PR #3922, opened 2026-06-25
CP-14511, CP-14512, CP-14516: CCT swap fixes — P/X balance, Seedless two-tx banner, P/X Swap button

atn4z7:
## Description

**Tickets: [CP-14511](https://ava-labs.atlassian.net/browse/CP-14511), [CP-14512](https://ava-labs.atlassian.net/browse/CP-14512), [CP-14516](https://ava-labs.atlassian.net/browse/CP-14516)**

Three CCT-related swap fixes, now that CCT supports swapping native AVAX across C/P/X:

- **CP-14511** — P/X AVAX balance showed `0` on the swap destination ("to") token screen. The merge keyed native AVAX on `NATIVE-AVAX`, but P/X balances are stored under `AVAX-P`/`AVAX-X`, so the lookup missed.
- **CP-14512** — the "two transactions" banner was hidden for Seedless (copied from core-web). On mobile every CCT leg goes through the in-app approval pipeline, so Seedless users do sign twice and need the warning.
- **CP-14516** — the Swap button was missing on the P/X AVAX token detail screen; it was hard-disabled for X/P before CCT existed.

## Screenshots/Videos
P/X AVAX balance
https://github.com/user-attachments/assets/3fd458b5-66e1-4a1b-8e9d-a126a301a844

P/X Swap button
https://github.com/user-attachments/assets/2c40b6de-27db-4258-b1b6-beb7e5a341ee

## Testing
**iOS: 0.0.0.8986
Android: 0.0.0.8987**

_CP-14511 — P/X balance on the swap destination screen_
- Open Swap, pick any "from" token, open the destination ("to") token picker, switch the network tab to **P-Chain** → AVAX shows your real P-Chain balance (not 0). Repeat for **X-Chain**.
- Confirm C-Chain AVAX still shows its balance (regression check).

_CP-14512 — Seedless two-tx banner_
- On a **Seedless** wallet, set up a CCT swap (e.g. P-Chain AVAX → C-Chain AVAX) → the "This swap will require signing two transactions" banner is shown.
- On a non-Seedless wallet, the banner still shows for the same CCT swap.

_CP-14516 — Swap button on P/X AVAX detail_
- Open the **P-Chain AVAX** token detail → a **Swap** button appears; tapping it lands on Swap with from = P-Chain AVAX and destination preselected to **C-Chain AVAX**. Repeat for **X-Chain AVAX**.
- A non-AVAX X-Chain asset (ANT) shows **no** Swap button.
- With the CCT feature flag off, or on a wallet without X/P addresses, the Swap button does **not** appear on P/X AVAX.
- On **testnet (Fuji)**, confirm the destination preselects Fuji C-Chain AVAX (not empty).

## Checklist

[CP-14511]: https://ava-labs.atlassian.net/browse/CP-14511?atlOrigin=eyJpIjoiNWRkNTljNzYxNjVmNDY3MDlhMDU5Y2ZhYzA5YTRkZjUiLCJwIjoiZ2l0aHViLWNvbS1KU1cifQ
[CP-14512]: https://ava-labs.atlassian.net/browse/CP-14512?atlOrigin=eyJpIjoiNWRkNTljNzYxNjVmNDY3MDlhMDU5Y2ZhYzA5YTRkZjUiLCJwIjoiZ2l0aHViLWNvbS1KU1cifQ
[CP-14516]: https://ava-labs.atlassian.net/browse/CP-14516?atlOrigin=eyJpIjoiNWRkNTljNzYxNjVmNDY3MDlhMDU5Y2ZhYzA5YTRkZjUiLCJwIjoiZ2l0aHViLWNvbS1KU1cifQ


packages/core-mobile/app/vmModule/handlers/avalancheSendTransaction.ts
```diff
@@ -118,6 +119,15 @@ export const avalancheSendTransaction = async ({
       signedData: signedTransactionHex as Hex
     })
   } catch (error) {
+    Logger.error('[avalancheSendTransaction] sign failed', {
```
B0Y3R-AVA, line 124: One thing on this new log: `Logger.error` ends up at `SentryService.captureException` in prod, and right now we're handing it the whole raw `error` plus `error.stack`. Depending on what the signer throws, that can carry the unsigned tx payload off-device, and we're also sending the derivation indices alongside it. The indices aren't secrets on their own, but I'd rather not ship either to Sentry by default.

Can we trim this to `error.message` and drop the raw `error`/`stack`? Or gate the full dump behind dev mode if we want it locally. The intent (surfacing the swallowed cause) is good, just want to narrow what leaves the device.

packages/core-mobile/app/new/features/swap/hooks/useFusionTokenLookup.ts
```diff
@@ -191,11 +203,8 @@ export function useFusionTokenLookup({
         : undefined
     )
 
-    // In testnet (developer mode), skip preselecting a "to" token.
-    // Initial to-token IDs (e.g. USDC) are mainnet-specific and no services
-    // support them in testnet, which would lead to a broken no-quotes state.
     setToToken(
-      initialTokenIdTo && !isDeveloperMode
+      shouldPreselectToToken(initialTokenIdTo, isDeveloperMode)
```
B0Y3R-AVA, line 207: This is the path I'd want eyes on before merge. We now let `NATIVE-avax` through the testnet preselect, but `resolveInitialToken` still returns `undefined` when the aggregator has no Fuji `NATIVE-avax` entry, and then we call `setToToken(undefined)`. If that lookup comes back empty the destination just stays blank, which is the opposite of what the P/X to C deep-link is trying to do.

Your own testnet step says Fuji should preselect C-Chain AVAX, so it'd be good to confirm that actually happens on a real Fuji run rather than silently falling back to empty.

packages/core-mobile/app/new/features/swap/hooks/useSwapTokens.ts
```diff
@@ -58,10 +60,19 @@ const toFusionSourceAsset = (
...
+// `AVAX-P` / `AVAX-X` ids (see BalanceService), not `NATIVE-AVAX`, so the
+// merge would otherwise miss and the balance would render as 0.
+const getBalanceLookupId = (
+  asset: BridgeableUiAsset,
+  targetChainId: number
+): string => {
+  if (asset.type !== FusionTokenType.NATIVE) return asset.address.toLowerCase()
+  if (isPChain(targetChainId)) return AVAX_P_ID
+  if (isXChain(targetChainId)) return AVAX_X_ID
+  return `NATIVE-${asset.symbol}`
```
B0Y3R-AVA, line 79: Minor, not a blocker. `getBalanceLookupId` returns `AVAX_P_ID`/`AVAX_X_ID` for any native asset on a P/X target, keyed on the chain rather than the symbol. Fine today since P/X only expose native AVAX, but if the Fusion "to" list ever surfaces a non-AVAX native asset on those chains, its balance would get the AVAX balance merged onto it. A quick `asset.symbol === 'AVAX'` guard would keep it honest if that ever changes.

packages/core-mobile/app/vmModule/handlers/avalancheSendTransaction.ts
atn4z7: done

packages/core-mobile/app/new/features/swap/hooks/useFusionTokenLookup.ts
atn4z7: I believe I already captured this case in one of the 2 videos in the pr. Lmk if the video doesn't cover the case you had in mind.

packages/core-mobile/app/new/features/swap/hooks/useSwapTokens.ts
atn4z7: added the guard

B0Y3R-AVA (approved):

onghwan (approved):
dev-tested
════════════════
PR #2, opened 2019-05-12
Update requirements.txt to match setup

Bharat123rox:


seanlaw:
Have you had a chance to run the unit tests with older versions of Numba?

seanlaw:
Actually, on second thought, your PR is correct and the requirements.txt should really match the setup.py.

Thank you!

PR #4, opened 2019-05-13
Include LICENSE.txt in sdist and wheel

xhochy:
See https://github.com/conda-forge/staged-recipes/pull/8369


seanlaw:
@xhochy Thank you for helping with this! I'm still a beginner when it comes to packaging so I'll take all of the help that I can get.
════════════════
About this task:
The answer is the lines above between the line holding "PR #3922, opened 2026-06-25" and the line holding "P/X AVAX detail_", inclusive, each written out exactly, and no others.

Solution for this task:
PR #3922, opened 2026-06-25
CP-14511, CP-14512, CP-14516: CCT swap fixes — P/X balance, Seedless two-tx banner, P/X Swap button

atn4z7:
## Description

**Tickets: [CP-14511](https://ava-labs.atlassian.net/browse/CP-14511), [CP-14512](https://ava-labs.atlassian.net/browse/CP-14512), [CP-14516](https://ava-labs.atlassian.net/browse/CP-14516)**

Three CCT-related swap fixes, now that CCT supports swapping native AVAX across C/P/X:

- **CP-14511** — P/X AVAX balance showed `0` on the swap destination ("to") token screen. The merge keyed native AVAX on `NATIVE-AVAX`, but P/X balances are stored under `AVAX-P`/`AVAX-X`, so the lookup missed.
- **CP-14512** — the "two transactions" banner was hidden for Seedless (copied from core-web). On mobile every CCT leg goes through the in-app approval pipeline, so Seedless users do sign twice and need the warning.
- **CP-14516** — the Swap button was missing on the P/X AVAX token detail screen; it was hard-disabled for X/P before CCT existed.

## Screenshots/Videos
P/X AVAX balance
https://github.com/user-attachments/assets/3fd458b5-66e1-4a1b-8e9d-a126a301a844

P/X Swap button
https://github.com/user-attachments/assets/2c40b6de-27db-4258-b1b6-beb7e5a341ee

## Testing
**iOS: 0.0.0.8986
Android: 0.0.0.8987**

_CP-14511 — P/X balance on the swap destination screen_
- Open Swap, pick any "from" token, open the destination ("to") token picker, switch the network tab to **P-Chain** → AVAX shows your real P-Chain balance (not 0). Repeat for **X-Chain**.
- Confirm C-Chain AVAX still shows its balance (regression check).

_CP-14512 — Seedless two-tx banner_
- On a **Seedless** wallet, set up a CCT swap (e.g. P-Chain AVAX → C-Chain AVAX) → the "This swap will require signing two transactions" banner is shown.
- On a non-Seedless wallet, the banner still shows for the same CCT swap.

_CP-14516 — Swap button on P/X AVAX detail_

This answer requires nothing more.